A co-founder of Home Movie Day, Kate Trainor, introduced the program by saying the organization was founded four years ago when it was discovered that people were throwing away their film after transferring their home movies to DVD or VHS.

Home Movie Day, she said, was set up to help educate people about how to preserve the original films and where they might deposit them. It’s “education clouded in entertainment.” (Someone in the audience replied, “All education is clouded.”)

Anthology Film Archives film archivist Andrew Lampert stood at the projector as various audience members introduced their films. Thomas Stachelrodt, who runs a construction company in Ridgewood, N.J., brought a 1970s student movie that he appeared in. His then girlfriend Jane Warrenbrand had made the firm, which was about a woman getting mugged. “I haven’t put on a pound since then,”he told the audience. He was seated next to his wife Paula de Stefano, who heads the preservation department at New York University Libraries. She said next year she might show her grandfather’s home movie footage of the Hindenburg disaster in Lakehurst, N.J., in 1937.

The co-founder and chief organizer of the Orphan Film Symposium, Dan Streible, told The New York Sun why home movies were important.First, they were family heirlooms and artifacts that might be the most direct, pre-video attachment one has to relatives, friends, and places. Also, from a broader perspective, he said, viewing an individual home movie 50 years later represented a document of a place and time that is often not captured in other types of film.

Chicago resident Nick Osborn said another reason they were important was because they show “what people thought was important in their own life.”

“The reason that there’s something to be learned by gathering annually to watch other people’s home movies,” Mr. Streible said, is “because of the surprises that show up in these films.” He said in addition to seeing predictable and boring stuff, there is material that defies convention. He gave the example of one home movie he was watching that turned out to be Hank Aaron’s major league debut in spring training.

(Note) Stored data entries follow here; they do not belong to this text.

PR #14638, opened 2026-03-08
Desktop: Fix context menu missing cut/copy when selecting resource links in markdown editor

Vinayreddy765:
Fixes #14637

Previously, when right-clicking a selected resource link in the Markdown editor,
the resource context menu would always appear, preventing access to normal
text editing actions like Cut and Copy.

This change ensures that the resource context menu is only shown when no text
is selected. When text is selected, the standard editor context menu is shown
instead.

Tested locally by selecting resource links and verifying that the correct
context menu appears.
Screenshot 2026-03-08 114604

PR #14707, opened 2026-03-11
Desktop: Prevent duplicate plugin context menu entries

### LINKED ISSUE #14704: Desktop: plugin context menu entries can be duplicated in joplin 3.6

Vinayreddy765:
Fixes #14704

AI Disclosure:
Some assistance from AI tools was used while exploring possible approaches,
but the final code was reviewed, tested locally, and understood before submission.

Plugin context menu entries could appear twice when right-clicking
a resource link in the Markdown editor.

This happened because plugin context menu items were appended
multiple times when building the editor context menu.

The fix ensures plugin menu items are only added once by checking
existing command names before appending them.
Regression introduced in #14638.

Tested with plugin:
- Paste HTML as Markdown

Steps tested:
1. Insert image to create resource link
2. Select text including the resource link
3. Right-click the link

Before fix:
Plugin menu item appeared twice.

After fix:
Plugin menu item appears once.

### DIFF
--- a/packages/app-desktop/gui/NoteEditor/NoteBody/CodeMirror/utils/useContextMenu.ts
+++ b/packages/app-desktop/gui/NoteEditor/NoteBody/CodeMirror/utils/useContextMenu.ts
@@ -335,10 +335,17 @@ const useContextMenu = (props: ContextMenuProps) => {
 			}
 
 			// eslint-disable-next-line github/array-foreach, @typescript-eslint/no-explicit-any -- Old code before rule was applied, Old code before rule was applied
-			menuUtils.pluginContextMenuItems(props.plugins, MenuItemLocation.EditorContextMenu).forEach((item: any) => {
-				menu.append(new MenuItem(item));
-			});
+			const seenCommands = new Set<string>();
 
+			for (const item of menuUtils.pluginContextMenuItems(props.plugins, MenuItemLocation.EditorContextMenu)) {
+				const command = (item as { commandName?: string }).commandName;
+
+				if (command && seenCommands.has(command)) continue;
+
+				if (command) seenCommands.add(command);
+
+				menu.append(new MenuItem(item));
+			}
 			menu.popup({ window: targetWindow });
 		};
 


laurent22:
This code does not appear to have been tested since it doesn't even compile, and now I have doubts about your previous change. I'm sorry I'm going to have to revert it too

Vinayreddy765:
You're right, and I apologize for that.

When resolving the merge conflict on GitHub, I modified the code directly in the conflict editor and committed it without rebuilding the project locally afterward. That was my mistake.

My original change had been tested locally before the conflict occurred, but the conflict resolution introduced a structural issue that caused the project not to compile.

The Knickerbocker asked Mr. Streible about the history of home movies in a nutshell. In 1912, Thomas Edison sold home movie technology and some well-to-do Americans took advantage of it.In 1923 Kodak sold 16 mm film as a consumer product. In the early 1930s, the less-expensive 8 mm film was introduced. In the 1960s, so-called “Super 8” film became popular for its better quality.

Many audience members competed for prizes by playing Home Movie Day Bingo, checking off such choices as “Jumping in the Ocean,” “Graduation,” and “Riding Bicycle.”

Audience member Stephanie Gray introduced her film about her experience right after completing her taxes; another attendee described the film he took of a backyard tour of his brother’s house a decade ago in suburban New Jersey. His brother had disliked his neighbors and so he built a fence.

Mr. Osborn introduced a film from the 1960s that he had bought on eBay. He said the seller had asked him to please tell him what was on the film. When he later informed the seller that the film was of gay men vacationing in Mexico, he received a terse e-mail asking him not to contact the seller again.

Other film scenes that afternoon were of a cat being petted; a dog being washed; a baby in a crib watching an overhead moving mobile; footage (some underexposed) of a recent wedding near Buffalo, N.Y.; film of Central Park that had been found in a projector being thrown out; and scenes of Nantucket.All the while, Mr. Lampert interjected various observations and comments, such as, “Tricycles are a very popular subject” in home movies.

Some of the most moving footage was taken Moorestown, N.J., in August 1961. Horticulturalist and artist Nancy Buivid introduced a film of herself as a young girl wearing goggles and red pants as her father took her for a spin on his BMW motorcycle.

She spoke of first having watched the film and the emotional impact just to see her father’s image moving again after being still in her mind for decades.

Home movies allow strangers an intimate peek into private family moments. Earlier in the program, Mr. Lampert said, “I always say, Home Movie Day isn’t real if somebody doesn’t cry.”